SeqEnhDL: sequence-based classification of cell type-specific enhancers using deep learning models
BMC Research Notes volume 14, Article number: 104 (2021)
To address the challenge of computational identification of cell type-specific regulatory elements on a genome-wide scale.
We propose SeqEnhDL, a deep learning framework for classifying cell type-specific enhancers based on sequence features. DNA sequences of “strong enhancer” chromatin states in nine cell types from the ENCODE project were retrieved to build and test enhancer classifiers. For any DNA sequence, positional k-mer (k = 5, 7, 9 and 11) fold changes relative to randomly selected non-coding sequences across each nucleotide position were used as features for deep learning models.
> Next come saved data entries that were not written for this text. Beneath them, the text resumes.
PR #495, opened 2025-06-04
add solid reference icons

preziu:


lib/js/icons/fontawesome.ts
```diff
@@ -233,7 +235,7 @@ export const FONTAWESOME_ICONS = {
 	FA_ARROWS_LEFT_RIGHT_SOLID: fasArrowsLeftRight,
 	FA_ARROWS_MAXIMIZE: faArrowsMaximize,
 	FA_ARROWS_ROTATE: faArrowsRotate,
-	FA_ATOM: faAtom,
```
rogatty, line 236: This is a backward incompatible change, there will be errors on production until we stop using the old icon. I suggest the following:
1. Add `FA_ATOM_SOLID` and others, merge to platform
2. Update icons used on prod, make sure `FA_ATOM` is no longer used
3. Update https://github.com/bethinkpl/wnl-platform/blob/c16cd3a2709deb809d6324b689fcb2d16f908fb1/resources/assets/js/modules/multistepProblems/components/MultistepProblemPartReferencesEntryPoint.spec.ts#L25
4. Remove `FA_ATOM` and release as major version (see https://semver.org/lang/pl/), because it's a breaking change

PR #497, opened 2025-06-05
IT-6455 | Card: new props: footerHasPadding, paddingSize

latata:


lib/js/components/Buttons/Button/Button.vue
```diff
@@ -37,129 +38,77 @@
...
+	color = BUTTON_COLORS.PRIMARY,
+	radius = BUTTON_RADIUSES.CAPSULE,
+	state = BUTTON_STATES.DEFAULT,
+	iconLeft = null,
+	iconRight = null,
+	elevation = BUTTON_ELEVATIONS.NONE,
+	as = 'span',
+} = defineProps<{
+	// Fixme - remove `string` from types - it is used only to avoid breaking changes for now
+	size?: ButtonSize | string;
```
kvas-damian, line 81: why do we need to union these types with `string`?

lib/js/components/Buttons/Button/Button.vue
```diff
@@ -37,129 +38,77 @@
...
+	type = BUTTON_TYPES.FILLED,
+	color = BUTTON_COLORS.PRIMARY,
+	radius = BUTTON_RADIUSES.CAPSULE,
+	state = BUTTON_STATES.DEFAULT,
+	iconLeft = null,
+	iconRight = null,
+	elevation = BUTTON_ELEVATIONS.NONE,
+	as = 'span',
+} = defineProps<{
+	// Fixme - remove `string` from types - it is used only to avoid breaking changes for now
```
kvas-damian, line 80: did you identify such cases, where we used wrong prop value?

latata: not wrong value, but a value typed as string which caused TS errors

lib/js/components/Cards/Card/Card.vue
```diff
@@ -59,32 +82,50 @@
 	}
 
 	&.-ds-border-size-small {
-		border-radius: $radius-xs;
 		border-top-width: $border-s;
 
+		#{$root}:not(.-ds-flat) & {
```
kvas-damian, line 87: there are leftovers of solution based on prop `isFlat`

lib/js/components/Banner/Banner.vue
```diff
@@ -169,20 +221,25 @@
...
-		padding: 0 $space-4xs;
+		padding: 0 $space-2xs;
 		width: 100%;
 	}
 
 	&__title {
 		@include heading-s-default-bold;
 
-		color: $color-neutral-text-strong;
+		align-items: center;
```
kvas-damian, line 231: does it change anything while `__iconWrapperSmall` has `align-self: stretch;`?

lib/js/components/Banner/Banner.vue
```diff
@@ -86,64 +110,73 @@
...
-				}
+			#{$self}__textWrapper {
+				flex-direction: row;
+			}
 
-				#{$self}__textWrapper {
-					flex-direction: row;
-				}
+			#{$self}__rightWrapper {
+				padding: 0 0 0 $space-s;
```
kvas-damian, line 133: this spacing is visible even when right slot is empty. Did you consider migrating it to `gap`?

lib/js/components/Banner/Banner.vue
```diff
@@ -86,64 +110,73 @@
...
+				padding: $space-xs 0;
 
-				#{$self}__buttonWrapper {
-					padding: $space-xs 0;
-				}
-
-				#{$self}__rightSlot {
-					flex-grow: initial;
-					padding: $space-xs 0 $space-xs 0;
+				.-ds-small & {
```
kvas-damian, line 140: this selector is invalid. Is this block required?

lib/js/components/Banner/Banner.vue
```diff
@@ -1,20 +1,44 @@
 <template>
 	<div class="ds-banner">
-		<div class="ds-banner__inner" :class="[colorClass, layoutClass]">
+		<div
+			class="ds-banner__inner"
+			:class="[
```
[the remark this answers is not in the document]
latata: It was like that before. And IMO it makes sense as we treat `.ds-banner` only as container to handle `@container` query.

lib/js/components/Banner/Banner.vue
```diff
@@ -86,64 +110,73 @@
...
+			}
 		}
 
 		&.-ds-fail {
 			background-color: $color-fail-background;
 			border-color: $color-fail-border-weak;
+
+			&.-ds-titleInColor {
+				--ds-banner-title-color: #{$color-fail-text};
+			}
```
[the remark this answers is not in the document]
latata: The benefit is that it's selector-agnostic ;) If we change the title element class name it would still work ;)

lib/js/components/Banner/Banner.vue
latata: Yes, the position of the title text is different when I remove it

lib/js/components/Banner/Banner.spec.ts
```diff
@@ -0,0 +1,148 @@
+import { describe, it, expect, vi } from 'vitest';
+import { mount } from '@vue/test-utils';
+import Banner from './Banner.vue';
+import { BANNER_COLORS, BANNER_SIZES } from './Banner.consts';
+import { ICONS } from '../Icons/Icon';
+import { h } from 'vue';
+
+describe('Banner', () => {
```
tweetgeek, line 8: optional: I asked copilot about possible additional tests

Here are some additional test scenarios you can consider adding to further strengthen coverage for the `Banner` component:

### 1. **Button Click Event**
- Test that clicking the CTA button emits the `button-clicked` event.
- If the button is not rendered (no `buttonText` prop), verify the event is not emitted.

### 2. **Close Button Visibility**
- Test that the close (`closable`) button is not rendered when `closable` is false or missing.

### 3. **Right Slot Priority**
- If both `buttonText` and `rightSlot` are provided, ensure both are rendered and their order is correct.

### 4. **Icon Hidden on Mobile**
- When `isIconHiddenOnMobile` is true, check the appropriate class is applied to hide the icon on mobile.

### 5. **Slot Fallbacks**
- If neither `defaultText` nor `expandedText` slots are provided, ensure the component renders gracefully without errors.

### 6. **Title in Color**
- When `titleInColor` is true, check that the `-ds-titleInColor` class is applied to the inner element and the style is updated.

### 7. **Reactivity of `isExpanded` Prop**
- If the `isExpanded` prop is changed externally, ensure the component reacts correctly and updates its expanded state.

### 8. **Prop Validation**
- Try passing invalid values for `color` or `size` and check that the component either renders the default or fails gracefully.

### 9. **Accessibility**
- Ensure that the banner, buttons, and interactive elements have appropriate ARIA roles and attributes.

### 10. **Multiple Banners**
- Render multiple `Banner` components simultaneously to ensure no state leakage or cross-interaction.

tweetgeek (approved):

lib/js/components/Banner/Banner.spec.ts
latata: Some of them would be valuable for sure and I would be happy to add them. But how about in a separate PR so I can merge this one sooner? ;)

Three deep learning models were implemented, including multi-layer perceptron (MLP), Convolutional Neural Network (CNN) and Recurrent Neural Network (RNN). All models in SeqEnhDL outperform state-of-the-art enhancer classifiers (including gkm-SVM and DanQ) in distinguishing cell type-specific enhancers from randomly selected non-coding sequences. Moreover, SeqEnhDL can directly discriminate enhancers from different cell types, which has not been achieved by other enhancer classifiers. Our analysis suggests that both enhancers and their tissue-specificity can be accurately identified based on their sequence features. SeqEnhDL is publicly available at https://github.com/wyp1125/SeqEnhDL.
Cell type-specific enhancers, cis-regulatory elements that up-regulate gene transcription in a cell type, play a key role in determining the regulatory landscape of the human genome . Enhancers are commonly located in the introns and immediately upstream of their target genes’ transcription start site (TSS). They are also known to populate gene deserts , reside in introns of neighboring genes , and co-localize with coding exons . Enhancer mutations are often associated with diseases [5,6,7]. Accurate prediction of enhancers from DNA sequences is the basis of assessing whether mutation(s) can disrupt an enhancer’s activity, a type of mechanism for genetic diseases.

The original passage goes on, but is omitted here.